* [THE PROBLEM] Your answer must be the exact lines from the one holding "Fix a warning by pylint 2.9.0" through the final line of the records below, both included, and nothing more.

(Records from a dataset)
* * * *
PR #185, opened 2021-06-30
Fix a warning by pylint 2.9.0

t-imamichi:
### Summary

Pylint 2.9.0 is released today. This PR fixes the following warning raised by pylint 2.9.0.
```
************* Module qiskit_optimization.algorithms.warm_start_qaoa_optimizer
qiskit_optimization/algorithms/warm_start_qaoa_optimizer.py:95:8: C0206: Consider iterating with .items() (consider-using-dict-items)
```


mtreinish (approved):
LGTM, we should really be pinning pylint and astroid to a fixed version in the requirements list to avoid random failures like this on new releases. But we can do that in a follow up after fixing the failure.

t-imamichi:
Thank you for reviewing it. We discussed pylint version in our meeting today and decided to use the latest version because the latest version raises only a few warnings.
* * * *
* [TASK SOLUTION]
Fix a warning by pylint 2.9.0

t-imamichi:
### Summary

Pylint 2.9.0 is released today. This PR fixes the following warning raised by pylint 2.9.0.
```
************* Module qiskit_optimization.algorithms.warm_start_qaoa_optimizer
qiskit_optimization/algorithms/warm_start_qaoa_optimizer.py:95:8: C0206: Consider iterating with .items() (consider-using-dict-items)
```


mtreinish (approved):
LGTM, we should really be pinning pylint and astroid to a fixed version in the requirements list to avoid random failures like this on new releases. But we can do that in a follow up after fixing the failure.

t-imamichi:
Thank you for reviewing it. We discussed pylint version in our meeting today and decided to use the latest version because the latest version raises only a few warnings.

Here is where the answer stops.